On the very first run I only trained my model on 50 images with 5 epochs, a batch size of 5 and 10 steps per epoch. The results were a loss of 4846.3262, a mae of 55.7935, a mse of 4846.3262. Clearly, at at the start this was not such a great model; the loss was huge and so was the MAE value. I slowly bumped up each argument until I was able to train my computer on 1000 images, with 20 epochs, a batch size of 20 and 30 steps per epoch, I also included a validation split of 0.2 (past this point my computer began to get upset and really slow down!). This model resulted in a loss of 228.5554, a mae of 12.4009 and a validation loss of 197.3452 and a validation mae of 9.9374. For the test images the loss was 7131.8188 and the mae was 75.8363. After producing some graphs it seemed like 13 epochs would be optimal for my model. After running the same model on the same number of training images and just decreasing the number of epochs I recieved the results of loss being 199.6139, mae was 12.5380 and the validation loss was 388.9312, the validation mae was 18.3390. For the test images the loss was 4481.4771 and the mae was 60.8062. Overall, this was clearly not such an effective model, though it was much improved from the initial run; the loss on the test images was relatively high as was the MAE indicating that there is much room for improvement. In the future, I think (to just name a few things) that adding more layers to the model and increasing the amount of images that the network could train on would help this model improve by leaps and bounds.
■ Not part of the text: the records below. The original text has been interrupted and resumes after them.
Issue #251, opened 2021-07-28
Could no set path of compiler


zisi:
**Describe the bug**
I set the compiler by using:

```
set(STM32_TARGET_TRIPLET "arm-none-eabi")
set(STM32_TOOLCHAIN_PATH "${CMAKE_CURRENT_SOURCE_DIR}/tools/gcc-arm-none-eabi-latest")
``` 
but the stm32-cmake uses the usr path to find compiler. Finally i change the stm32_gcc.cmake

```
find_program(CMAKE_C_COMPILER NAMES ${STM32_TARGET_TRIPLET}-gcc PATHS ${TOOLCHAIN_BIN_PATH} NO_DEFAULT_PATH)
find_program(CMAKE_CXX_COMPILER NAMES ${STM32_TARGET_TRIPLET}-g++ PATHS ${TOOLCHAIN_BIN_PATH} NO_DEFAULT_PATH)
find_program(CMAKE_ASM_COMPILER NAMES ${STM32_TARGET_TRIPLET}-gcc PATHS ${TOOLCHAIN_BIN_PATH} NO_DEFAULT_PATH)
``` 
in order do not search in default path (usr).

**Sources to reproduce**
-

**Steps to reproduce**
-

**Expected behavior**
-

**Screenshots**
-

**Environment (please complete the following information):**
 - OS: kubuntu 20.004
 - Compiler: -
 - stm32-cmake: e9c22b93fed1f102fbe02a3ccd73737846fc9c99
 - cmake: 3.21
 - HAL/cube/CMSIS: -
 - 
**Additional context**
-

atsju:
Thank you for reporting the issue. 
This might be a side effect of #233 
Unfortunately I'm not 100% understanding the effect of `NO_DEFAULT_PATH`.
If you understood the root cause, could you please elaborate a bit more ?

zisi:
As i understand by using `NO_DEFAULT_PATH` the searching path is restricted to `${TOOLCHAIN_BIN_PATH}`.

Reference: https://cmake.org/cmake/help/latest/command/find_program.html

atsju:
> As i understand by using `NO_DEFAULT_PATH` the searching path is restricted to `${TOOLCHAIN_BIN_PATH}`.

What exactly is the problem with this for you ? In the order of evaluation, `HINTS` is in position 4. What makes you find a wrong gcc (if this is your issue) ?
[...]

PR #265, opened 2021-08-10
No default path option for finding toolchain

robamu:
This commits adds the support to skip the default CMake paths
when finding the cross-compile toolchain binaries.

This was suggested in #251 .


atsju:
@robamu thank you for this PR. Are you able to reproduce the original issue ? 
if so, please just try `set(STM32_TOOLCHAIN_PATH "${CMAKE_CURRENT_SOURCE_DIR}/tools/gcc-arm-none-eabi-latest" CACHE)`

Notice the `CACHE`. Idea comes from [documentation](https://cmake.org/cmake/help/latest/command/find_program.html)

We don't want to overcomplicate things in the code and `NO_DEFAULT_PATH` doesn't seem to be the correct practice here. This use case is not rocket science so there must be an easy way to solve.

robamu:
I do not have the toolchain installed in one of the default locations specified by CMake. What I can do is to try to only set `STM32_TOOLCHAIN_PATH` and add a different path containing the same toolchain binaries to my system path and then check whether the toolchain at `STM32_TOOLCHAIN_PATH` is picked. I was also hoping that @zisi can test whether this solution works for him.

Can you clarify the idea with `set(STM32_TOOLCHAIN_PATH "${CMAKE_CURRENT_SOURCE_DIR}/tools/gcc-arm-none-eabi-latest" CACHE)` ? Wouldn't that hardcode the toolchain location to a specific path? The goal of this PR is that the old way to find the toolchain which used `NO_DEFAULT_PATH` still works.

atsju:
`NO_DEFAULT_PATH` is the old behavior yes, but I think this is not the way to do. The "new" behavior must work easily for everybody. If it's not working we must first understand why before doing any correction. 
Here it seems the PATH variable is checked before cmake variable. But if you read the documentation CACHE variables are evaluated even before PATH so maybe it's just enough to `set(STM32_TOOLCHAIN_PATH "${CMAKE_CURRENT_SOURCE_DIR}/tools/gcc-arm-none-eabi-latest" CACHE)`.

I think your solution would work for Zisi but I don't think it's the best approach (maybe I'm wrong).

robamu:
Hmm. The solution above is then something inside the `CMakeLists.txt` of the user, right?

Another option: `set(STM32_TOOLCHAIN_PATH ${STM32_TOOLCHAIN_PATH} CACHE)` if `STM32_TOOLCHAIN_PATH` is set to it takes precedence

atsju:
> Hmm. The solution above is then something inside the `CMakeLists.txt` of the user, right?

right

> Another option: `set(STM32_TOOLCHAIN_PATH ${STM32_TOOLCHAIN_PATH} CACHE)` if `STM32_TOOLCHAIN_PATH` is set to it takes precedence

Reading [documentation](https://cmake.org/cmake/help/latest/command/find_program.html) for 5th time at least. I now think Zisi is in case where 5 takes precedance over 7. Maybe we should use `HINTS` instead `PATH` then 4 would take precedance over 5.

If you have some time maybe do a second branch using `HINTS` that Zisi could test.

robamu:
`HINTS` is the perfect solution I think. I'm testing it but it appears to do the correct thing: `STM32_TOOLCHAIN_PATH` takes precedence over anything in path

zisi:
I try 
```
find_program(CMAKE_C_COMPILER NAMES ${STM32_TARGET_TRIPLET}-gcc HINTS ${TOOLCHAIN_BIN_PATH})
find_program(CMAKE_CXX_COMPILER NAMES ${STM32_TARGET_TRIPLET}-g++ HINTS ${TOOLCHAIN_BIN_PATH})
find_program(CMAKE_ASM_COMPILER NAMES ${STM32_TARGET_TRIPLET}-gcc HINTS ${TOOLCHAIN_BIN_PATH})
```

and it works by setting the path of toolchain `set(STM32_TOOLCHAIN_PATH "${CMAKE_CURRENT_SOURCE_DIR}/tools/gcc-arm-none-eabi-latest")` and the system it has a toolchain in /usr/bin.

robamu:
I am preparing a new PR with hints

atsju:
Closed in favor of #266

These were the graphs I produced after running through 20 epochs:
Later, I recieved better results when I decreased my epochs to 14. These were the graphs from that run:
On a more personal note, this was a very useful project for me. At first I was overwhelmed by the openness of the instructions for this project but in the end working on this project caused me to realize that while I was understanding each individual component of a model while doing the tensforflow exercises, I was not understanding how all of the components fit together and what the metrics my models were producing really meant. This project forced me to go back and really connect all of the dots and dig a little bit deeper giving me a more solid understanding of what exactly I am building which can only help in the long run.